EXERCISE INPUTS ::
Issue #5471, opened 2024-03-22
Saved Views: User and Global Defaults


lampwins:
As a Nautobot Admin, I want to be able to set a predefined saved view as the default for all users, so that these users do not have to select the view for themselves.

AC:

I know this is complete when a user with adequate permissions is able to assign existing saved views to be the global default for all users for a given model list view.

Individual users can still create their own views and set their own, specific default which then overrides the global default.

- An order of precedence will be defined as:
  - User-specific default saved view
  - Globally defined default saved view
  - No default saved view

As a "shared" boolean to the view model to specify if the view is private to a user or shared for all users.

lampwins:
Per #5774 when this is implemented, the permissions need to then allow for "views I own, or shared views."

lampwins:
For setting the global default, that should be an operation that can happen only from the saved view list view, not for the normal, user facing management of saved views.

When a global has already been set for a given content type, allow the admin user to set a new global and display in a message: "Global default saved view for devices has been changed from A to B"

HanlinMiao:
1. Setting a global default view when a global default view already exists should display a message informing the users that the global default view is changing from `saved view 1` to `saved view 2`.
2. Setting a global default view should only be available to admin users with `users.change_savedview` from the SavedViewListView

PR #5783, opened 2024-06-04
Fixed the bug that required users and administrators to manage additional permission to be able to use saved views.

### LINKED ISSUE #5774: Saved View Permissions
As a user and administrator, I don't to have to manage additional permissions just to be able to use saved views. As a user, if I have access to a list view, I expect to be able to use/create/manage saved views with it.

We will want to consider the other, more administrative duties with saved views, like setting defaults for users. We also don't want user A to be able to randomly delete user B's saved views either.

HanlinMiao:
# Closes #5774 
# What's Changed

- [x] User A should be able to create new views
- [x] User A should be able to edit his own views
- [x] User A should be able to see his own views and shared views
- [x] User A should be able to delete his own views
- [x] User A cannot edit views he does not own
- [x] User A cannot delete views he does not own

# Screenshots

# TODO

- [ ] Unit, Integration Tests


nautobot/core/templatetags/helpers.py
```diff
@@ -756,7 +756,7 @@ def saved_view_modal(
             if current_saved_view_pk:
                 current_saved_view_pk = current_saved_view_pk[0]
                 try:
-                    current_saved_view = SavedView.objects.restrict(request.user, "view").get(pk=current_saved_view_pk)
+                    current_saved_view = SavedView.objects.get(pk=current_saved_view_pk)
```
glennmatthews, line 759: Mind adding a comment here to the effect that we're intentionally *not* calling `restrict()` here and why?

nautobot/core/views/generic.py
```diff
@@ -271,16 +271,12 @@ def get(self, request):
         current_saved_view = None
         current_saved_view_pk = self.request.GET.get("saved_view", None)
         list_url = validated_viewname(model, "list")
-        saved_views = (
-            SavedView.objects.filter(view=list_url).restrict(request.user, "view").order_by("name").only("pk", "name")
-        )
+        saved_views = SavedView.objects.filter(view=list_url).order_by("name").only("pk", "name")
```
glennmatthews, line 274: Same request here and below.

nautobot/users/views.py
```diff
@@ -250,17 +250,29 @@ class SavedViewUIViewSet(
...
+            actions_copy = [self.get_action()]
             for i, item in enumerate(actions):
                 # Enforce users:change_savedview instead of users:clear_savedview
                 if item == "clear":
-                    actions[i] = "change"
+                    actions_copy[i] = "change"
+                # All users should be able to view existing saved views and add new saved views.
+                if item in ["add", "view"]:
+                    actions_copy.pop(i)
+            actions = actions_copy
```
glennmatthews, line 275: Not sure I understand what we're doing here or why `actions_copy` is needed. Mind adding some comments?

nautobot/core/templates/generic/object_list.html
```diff
@@ -53,49 +53,43 @@
...
+                    </a>
+                </li>
+                {% if current_saved_view %}
                     <li>
-                        <a href="" data-toggle="modal" data-target="#clear_view_modal" title="Confirm Clear View">
-                            <i class="mdi mdi-arrow-u-right-bottom text-danger" aria-hidden="true"></i>
-                            <span class="text-danger">Clear View</span>
+                        <a href="{% url 'user:savedview_delete' pk=request.GET.saved_view %}">
+                            <i class="mdi mdi-trash-can-outline text-danger" aria-hidden="true"></i>
+                            <span class="text-danger">Delete current saved view</span>
```
glennmatthews, line 92:
```suggestion
                            <span class="text-danger">Delete Current Saved View</span>
```

nautobot/core/templates/generic/object_list.html
```diff
@@ -53,49 +53,43 @@
...
-                    {% endif %}
-                {% endif %}
-                {% if perms.users.add_savedview %}
                     <li>
-                        <a href="" data-toggle="modal" data-target="#saved_view_modal" title="Save Current View As">
-                            <i class="mdi mdi-content-save-plus-outline text-muted" aria-hidden="true"></i>
-                            <span>Save As New View</span>
+                        <a href="{% url 'user:savedview_edit' pk=request.GET.saved_view %}{% if request.GET %}?{{ request.GET.urlencode }}{% endif %}">
+                            <i class="mdi mdi-content-save-outline text-muted" aria-hidden="true"></i>
+                            <span>Update Current View</span>
```
glennmatthews, line 78:
```suggestion
                            <span>Update Current Saved View</span>
```

Also I wonder if it'd make sense to move this below the "Save As New View" item so that we only need the one `if current_saved_view` block?

nautobot/users/tests/test_views.py
```diff
@@ -235,14 +236,29 @@ def test_get_object_with_constrained_permission(self):
...
         # Try GET to non-permitted object
-        self.assertHttpStatus(self.client.get(instance2.get_absolute_url()), 404)
+        # Should be able to get to any SavedView instance as long as the user has "{app_label}.view_{model_name}" permission
+        self.assertHttpStatus(self.client.get(instance2.get_absolute_url()), 302)
 
     @override_settings(EXEMPT_VIEW_PERMISSIONS=["*"])
     def test_update_saved_view(self):
         instance = self._get_queryset().first()
-        self.add_permissions("users.change_savedview")
+        # self.add_permissions("users.change_savedview")
```
glennmatthews, line 245: Remove rather than commenting out?

nautobot/core/templates/generic/object_list.html
HanlinMiao: Little pushback on that, I think the first operation you would look for is an update. So putting it first would make sense. The if...endif...block is not too much overhead.

glennmatthews: Fair enough!

changes/5774.fixed
```diff
@@ -0,0 +1 @@
+Fixed the bug that required users and administrators to manage additional permission to be able to use saved views.
```
glennmatthews, line 1: Thinking about this more, let's make sure the saved-view docs clearly explain how permissions do and do not intersect with saved-views...

nautobot/core/templatetags/helpers.py
```diff
@@ -756,7 +756,9 @@ def saved_view_modal(
             if current_saved_view_pk:
                 current_saved_view_pk = current_saved_view_pk[0]
                 try:
-                    current_saved_view = SavedView.objects.restrict(request.user, "view").get(pk=current_saved_view_pk)
+                    # We are not using .restrict(request.user, "view") here
+                    # User should be able to see any saved view that he has the list view access to.
+                    current_saved_view = SavedView.objects.get(pk=current_saved_view_pk)
```
glennmatthews, line 761: This may need to be revisited when we implement #5471 - I'm guessing at that point we should make it so that a non-staff user can view their own saved views, and those marked as "shared", but not any others?

Might make sense to create a helper function specifically for saved-view queryset restriction, as it may need to be used in quite a few places.

nautobot/users/tests/test_views.py
```diff
@@ -169,24 +169,27 @@ def get_view_url_for_saved_view(self, saved_view, action="detail"):
...
-        response = self.client.get(self._get_queryset().first().get_absolute_url())
+        response = self.client.get(self._get_queryset().first().get_absolute_url(), follow=True)
         self.assertHttpStatus(response, 200)
         response_body = response.content.decode(response.charset)
         self.assertIn(
-            "/login/?next=" + self._get_queryset().first().get_absolute_url(), response_body, msg=response_body
+            f'<input type="hidden" name="next" value="{self._get_queryset().first().get_absolute_url()}" />',
+            response_body,
+            msg=response_body,
         )
```
glennmatthews, line 179: what's the story on this change? Retrieving a saved view should still require `view` permissions on the object list view that it's associated with, right? So an unauthenticated user should still get redirected to login?

nautobot/users/tests/test_views.py
```diff
@@ -235,14 +238,28 @@ def test_get_object_with_constrained_permission(self):
         self.assertHttpStatus(self.client.get(instance1.get_absolute_url()), 302)
 
         # Try GET to non-permitted object
-        self.assertHttpStatus(self.client.get(instance2.get_absolute_url()), 404)
+        # Should be able to get to any SavedView instance as long as the user has "{app_label}.view_{model_name}" permission
+        self.assertHttpStatus(self.client.get(instance2.get_absolute_url()), 302)
```
glennmatthews, line 242: Is this test now *assuming* that instance1 and instance2 reference the same list view?

nautobot/users/views.py
```diff
@@ -250,30 +248,45 @@ class SavedViewUIViewSet(
     table_class = SavedViewTable
     action_buttons = ("export",)
 
-    def get_required_permission(self):
+    def get_queryset(self):
         """
-        Obtain the permissions needed to perform certain actions on a model.
+        Get the list of items for this view.
+        All users should be able to see saved views so we do not apply extra permissions.
```
glennmatthews, line 254: This too would need to restrict to views owned by the user, right?

nautobot/users/views.py
```diff
@@ -250,30 +248,45 @@ class SavedViewUIViewSet(
...
+            # which will be handled by self.handle_no_permission() in the UI appropriately in the dispatch() method
+            # Cast permission to a list since has_perms() takes a list type parameter.
+            if "savedview" in permission:
+                continue
+            if not user.has_perms([permission]):
+                self.permission_denied(
+                    request,
+                    message=getattr(permission, "message", None),
+                    code=getattr(permission, "code", None),
+                )
```
glennmatthews, line 277: Not entirely sure I follow this one - you no longer have a custom `get_required_permission` implementation, so won't `permission_required` just always be `<verb>_savedview`? In which case you'll always hit the condition at lines 270-271, and never fall through to the other case?

nautobot/users/views.py
```diff
@@ -250,30 +248,45 @@ class SavedViewUIViewSet(
...
+
+    def list(self, request, *args, **kwargs):
+        if isinstance(request.user, AnonymousUser):
+            return self.handle_no_permission()
```
glennmatthews, line 281: Should be able to use `permission_classes = (IsAuthenticated,)` at the class level so as to not need to specify this in each action method.

HanlinMiao: `permisssion_classes` does not seem to work. I will investigate more in the morning.

nautobot/users/views.py
HanlinMiao: I am not sure this is needed since `<app_label>.view_<model_name>` permissions are enforced at each list view. Also it is difficult to handle the case of `AnonymousUser`. Tried `self.queryset.filter(owner=None)` and it does not work.

nautobot/users/views.py
HanlinMiao: Refactored

nautobot/users/tests/test_views.py
HanlinMiao: This should be 
```
url = reverse(instance.view)
self.assertIn("/login/?next=" + url, response_body, msg=response_body)
```

changes/5774.fixed
HanlinMiao: Will include that with #5471

nautobot/users/tests/test_views.py
HanlinMiao: Sorry it should be `self.assertRedirects(response, f"/login/?next={instance.get_absolute_url()}")`

nautobot/users/tests/test_views.py
HanlinMiao: Refactored

nautobot/users/views.py
glennmatthews: No luck on this?

glennmatthews: OK yeah... we should be following or at least supporting the patterns used in DRF. Follow up issue is fine for now.

glennmatthews (approved):

PR #5779, opened 2024-06-03
Added a feature that replaces {module} with the selected module's parent_module_bay when creating a component template.

timizuoebideri1:
# Closes #5730
# What's Changed

# Screenshots

## SFP ModuleType with templated interface name

image

## SFP created in a module in inventory, then the parent module is installed in a device

image

image

image

image

## SFP installed in another module bay while the line card is still installed in the device

image

image

# TODO

- [ ] Explanation of Change(s)
- [ ] Added change log fragment(s) (for more information see [the documentation](https://docs.nautobot.com/projects/core/en/stable/development/#creating-changelog-fragments))
- [ ] Attached Screenshots, Payload Example
- [ ] Unit, Integration Tests
- [ ] Documentation Updates (when adding/changing features)
- [ ] Example App Updates (when adding/changing features)
- [ ] Outline Remaining Work, Constraints from Design

PR #5784, opened 2024-06-04
add name field to modulebay and modulebaytemplate

### LINKED ISSUE #5776: Add `name` field to `ModuleBay`
Follow-up to #2101 

ModuleBay and ModuleBayTemplate should have a name field, similar to all other components. The position field will be used for templating the name of child components (#5730)

gsnider2195:
# Closes #5776
# What's Changed

We identified a good use case for having `name` and `position` on the `ModuleBay` model, so this PR changes the `ModuleBay` and `ModuleBayTemplate` models to be based off of the same base class as the rest of the component models, using the `device`+`name` or `module`+`name` fields as unique constraints instead of the prior implementation that used `device`+`position`/`module`+`position`. The `position` field is now optional and is used to populate child component names but not much else at this time. A lot of the changes here are reverting custom code that was necessary to use a non-standard field name for these components.

# Screenshots

# TODO

- [ ] Unit, Integration Tests


nautobot/dcim/models/device_component_templates.py
```diff
@@ -465,54 +465,25 @@ def clean(self):
...
-        related_name="module_bay_templates",
-        blank=True,
-        null=True,
-    )
-    _position = NaturalOrderingField(target_field="position", max_length=CHARFIELD_MAX_LENGTH, blank=True)
     position = models.CharField(
         max_length=CHARFIELD_MAX_LENGTH,
-        blank=False,
-        null=False,
+        blank=True,
```
glennmatthews, line 473: Does this becoming blankable make #5779 more difficult to implement? Would that be easier if we keep this as a required field?

nautobot/dcim/forms.py
```diff
@@ -1526,37 +1526,55 @@ class Meta:
...
     label_pattern = ExpandableNameField(
         label="Label",
         required=False,
-        help_text="Alphanumeric ranges are supported. (Must match the number of positions being created.)",
+        help_text="Alphanumeric ranges are supported. (Must match the number of names being created.)",
+    )
+    position_pattern = ExpandableNameField(
+        label="Position",
+        required=False,
+        help_text="Numeric ranges are supported. (Must match the number of names being created.)",
```
glennmatthews, line 1546: Numeric only? Not alphanumeric as above?

nautobot/dcim/models/device_component_templates.py
gsnider2195: Doing this for compatibility with devicetype library and a potential use case where you have nested modules but you want to use the position from the grandparent to template out your interface name and not the direct parent module bay

nautobot/dcim/models/device_component_templates.py
```diff
@@ -465,54 +465,25 @@ def clean(self):
 
 
 @extras_features("custom_validators")
```
glennmatthews, line 467: Do our usual other features (custom_links, export_templates, graphql, webhooks) not apply to ModuleBayTemplate? Or is it just that this is the pattern we have for all the other ComponentTemplateModels and something we should fix across the board?

nautobot/dcim/tests/test_views.py
```diff
@@ -1045,9 +1048,12 @@ def test_import_objects_unknown_type_enums(self):
...
 module-bays:
-  - position: Module Bay 1
-  - position: Module Bay 2
-  - position: Module Bay 3
+  - name: Module Bay 1
+    position: 1
+  - name: Module Bay 2
+    position: 2
+  - name: Module Bay 3
+    position: 3
```
glennmatthews, line 1056: No test change corresponding to this data change?

nautobot/dcim/tests/test_views.py
```diff
@@ -1415,9 +1424,12 @@ def test_import_objects_unknown_type_enums(self):
...
```
glennmatthews, line 1432: No test change corresponding to this data change?

nautobot/dcim/tests/test_views.py
```diff
@@ -1961,14 +1972,14 @@ def setUpTestData(cls):
         cls.form_data = {
             "device_type": device_type.pk,
             "module_type": None,
-            "position": "Module Bay Template X",
+            "name": "Module Bay Template X",
```
glennmatthews, line 1975: We should have both `name` and `position` now, right?

nautobot/dcim/tests/test_views.py
```diff
@@ -1961,14 +1972,14 @@ def setUpTestData(cls):
...
             "description": "Test modulebaytemplate description",
             "label": "Test modulebaytemplate label",
         }
 
         cls.bulk_create_data = {
             "module_type": module_type.pk,
-            "position_pattern": "Test Module Bay Template [5-7]",
+            "name_pattern": "Test Module Bay Template [5-7]",
```
glennmatthews, line 1982: We should have both `name_pattern` and `position_pattern` now right?

nautobot/dcim/tests/test_views.py
```diff
@@ -1979,7 +1990,7 @@ def setUpTestData(cls):
 
         test_instance = cls.model.objects.first()
         cls.update_data = {
-            "position": test_instance.position,
+            "name": test_instance.name,
```
glennmatthews, line 1993: Can we update both `name` and `position`?

nautobot/dcim/models/device_component_templates.py
glennmatthews: Ah right - we don't have detail-views for these models, do we? So custom_links at least wouldn't apply. I think the others would though. I'll open an issue.

glennmatthews: #5789

glennmatthews (approved):

PR #5793, opened 2024-06-06
Some `generate_test_data` fixes/improvements

glennmatthews:
# Closes #N/A
# What's Changed

- Fix potentially unpredictable test data from `ControllerManagedDeviceGroupFactory` due to using `order_by("?")` instead of the preferred `factory.random.randgen.choice()`
- Refactor implementation of `generate_test_data` so that:
    - every `_create_batch()` call automatically passes `using=db_name` to the factory; we had a number of cases where this parameter was missing which *may* have caused problems.
    - in CI, or when `GITHUB_ACTIONS` environment variable is set, each `_create_batch()` call automatically prints the hash of object PKs resulting from the factory, rather than printing all model hashes at once in arbitrary (alphabetical) order at the end; this should improve troubleshooting readability of this information.

# Screenshots

```
Seeding the pseudo-random number generator with seed "Nautobot"...
Creating Roles...
  SHA256 hash of Role records: aa41a44e6836afa23c6ea724e759168220e0dcb25f489fe90f284dada30a6505
Creating Statuses...
  SHA256 hash of Status records: b942529ead783565a6e5b963ca9f4dba6aa87e0e46024255928d03eefcf03d13
Creating Tags...
  SHA256 hash of Tag records: 229ffe221f51ffe7d8d474a413b83088e62bcb277802ba9b4dea563bdfeec636
  SHA256 hash of Tag records: 45f5df0201326f019a8ede9191d11bdb6879fed992ccc7c82ee26326145797ef
...
```

# TODO
- n/a Unit, Integration Tests


nautobot/core/management/commands/generate_test_data.py
```diff
@@ -83,7 +83,6 @@ def _generate_factory_data(self, seed, db_name):
             from nautobot.extras.utils import TaggableClassesQuery
             from nautobot.ipam.choices import PrefixTypeChoices
             from nautobot.ipam.factory import (
-                IPAddressFactory,
```
gsnider2195, line 86: The IPAddressFactory gets called as a subfactory of PrefixFactory. Should we output the hash for IPAddressFactory at the same time as PrefixFactory?

nautobot/core/management/commands/generate_test_data.py
```diff
@@ -101,178 +100,134 @@ def _generate_factory_data(self, seed, db_name):
         self.stdout.write(f'Seeding the pseudo-random number generator with seed "{seed}"...')
         factory.random.reseed_random(seed)
 
+        def _create_batch(some_factory, count, **kwargs):
```
gsnider2195, line 103: We could probably move the console output in here too.

nautobot/core/management/commands/generate_test_data.py
```diff
@@ -101,178 +100,134 @@ def _generate_factory_data(self, seed, db_name):
...
-                VLANFactory,
-                VLANGroupFactory,
-                VRFFactory,
-            ]
-        )
-
-    def _output_hash_for_factory_models(self, factories):
-        """Output a hash of the IDs of all objects in the given factories' model.
-
-        Used for identifying factory determinism problems in unit tests. Only prints if GITHUB_ACTIONS environment variable is set to "true".
```
gsnider2195, line 265: Can we keep this docstring to make it more obvious why we're outputting these hashes? Maybe keep this as a separate method so we can have the docstring here?

gsnider2195 (approved):
Thank you!

nautobot/core/management/commands/generate_test_data.py
glennmatthews: Maybe, but would have to be a special case in the `_create_batch` function, not sure it's worth it?

nautobot/core/management/commands/generate_test_data.py
glennmatthews: Added a `--print-hashes` option to the command with appropriate help text; keeping the current behavior of `$GITHUB_ACTIONS=true` automatically enabling hash printing.

nautobot/core/management/commands/generate_test_data.py
```diff
@@ -101,178 +111,135 @@ def _generate_factory_data(self, seed, db_name):
...
-        self.stdout.write("Creating Prefixes and IP Addresses...")
+        _create_batch(LocationFactory, 7, description="as structure", has_parent=True)
+        _create_batch(LocationFactory, 40)
+        _create_batch(LocationFactory, 10, description="without a parent Location", has_parent=False)
+        _create_batch(ControllerFactory, 1, description="without a Device or DeviceRedundancyGroup")
+        _create_batch(ControllerManagedDeviceGroupFactory, 5, description="to contain Devices")
+        _create_batch(RIRFactory, 9)  # only 9 unique RIR names are hard-coded presently
+        _create_batch(RouteTargetFactory, 20)
+        _create_batch(NamespaceFactory, 10)
+        _create_batch(VRFFactory, 20)
```
HanlinMiao, line 152: With or without tenants? Is it important to preserve that distinction?

HanlinMiao (approved):

nautobot/core/management/commands/generate_test_data.py
glennmatthews: Good spot. My thinking was that `has_tenant` would naturally be a 50/50 coin flip, but looking again at the IPAM factories it's actually coded as 75% yes / 25% no (`has_tenant = factory.Faker("boolean", chance_of_getting_true=75)`). I could revert this part, but given that it's passing tests anyway with my change, I'd prefer to keep it since it's one less set of "special" calls to the factories (see also my TODO comment below on the CircuitTerminationFactory calls)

THE TASK :: State how many lines of the records contain the string "Example". The number is the whole answer.

TASK SOLUTION :: 2